(Dataset entries)
<<<<

PR #1425, opened 2016-11-14
DDF-2598 - Improves and increases logging during exam setup for itests.

coyotesqrl:
#### What does this PR do?
- Raises the default level for printing inactive bundles to ERROR
- Logs any failed config files from the etc directory that do not start in time
- Adds printing of inactive bundles to many more of the failure condition states, as failed bundles are a likely underlying cause

@mweser @vinamartin @emanns95 

N/A

@lessarderic
@shaundmorris

Intentionally breaking a bundle so it cannot resolve and then running an itest that relies on that bundle would trigger the logging of inactive bundles.
Creating a configuration file that does not deploy would trigger the logging of unstarted/remaining config files, followed by the logging of inactive bundles.

For my testing, I ran an itest through the debugger in order to force some of the failure conditions - it is trivial to run through the `waitForAllConfigurations` method and then set the `files` array and `timeoutLimit` from within the debugger to trigger a failure state; however, it would be better if in heroing the failure conditions were created more naturally.

We too often have `exam setup failures` in our CI environments without sufficient information logged to help analyze the problems. As they are intermittent issues that rarely present on our development boxes, they are difficult to track down and resolve.

DDF-2598

N/A

#### Checklist:
- [ ] Documentation Updated
- [ ] Change Log Updated
- [ ] Update / Add Unit Tests

### DIFF
--- a/distribution/test/itests/test-itests-common/src/main/java/org/codice/ddf/itests/common/AdminConfig.java
+++ b/distribution/test/itests/test-itests-common/src/main/java/org/codice/ddf/itests/common/AdminConfig.java
@@ -15,16 +15,13 @@ package org.codice.ddf.itests.common;
 
 import java.io.IOException;
 import java.util.Dictionary;
-import java.util.concurrent.TimeUnit;
 
 import org.apache.commons.lang.StringUtils;
-import org.codice.ddf.itests.common.config.ConfigurationPredicate;
 import org.osgi.framework.InvalidSyntaxException;
 import org.osgi.service.cm.Configuration;
 import org.osgi.service.cm.ConfigurationAdmin;
 import org.slf4j.Logger;
 import org.slf4j.LoggerFactory;
-
 
 public class AdminConfig {
     public static final String LOG_CONFIG_PID = "org.ops4j.pax.logging";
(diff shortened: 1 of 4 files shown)


distribution/test/itests/test-itests-common/src/main/java/org/codice/ddf/itests/common/ServiceManagerImpl.java
```diff
@@ -66,10 +68,22 @@
 import org.slf4j.Logger;
 import org.slf4j.LoggerFactory;
 
+import com.google.common.collect.ImmutableMap;
 import com.google.common.collect.Sets;
 import com.jayway.restassured.response.Response;
 
 public class ServiceManagerImpl implements ServiceManager {
+    private static final Map<Integer, String> BUNDLE_STATES = ImmutableMap.of(Bundle.INSTALLED,
```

>>>>

**ACTIVITY**
The required answer is each line of the entries containing the string "printing".

**EXPECTED ANSWER**
- Raises the default level for printing inactive bundles to ERROR
- Adds printing of inactive bundles to many more of the failure condition states, as failed bundles are a likely underlying cause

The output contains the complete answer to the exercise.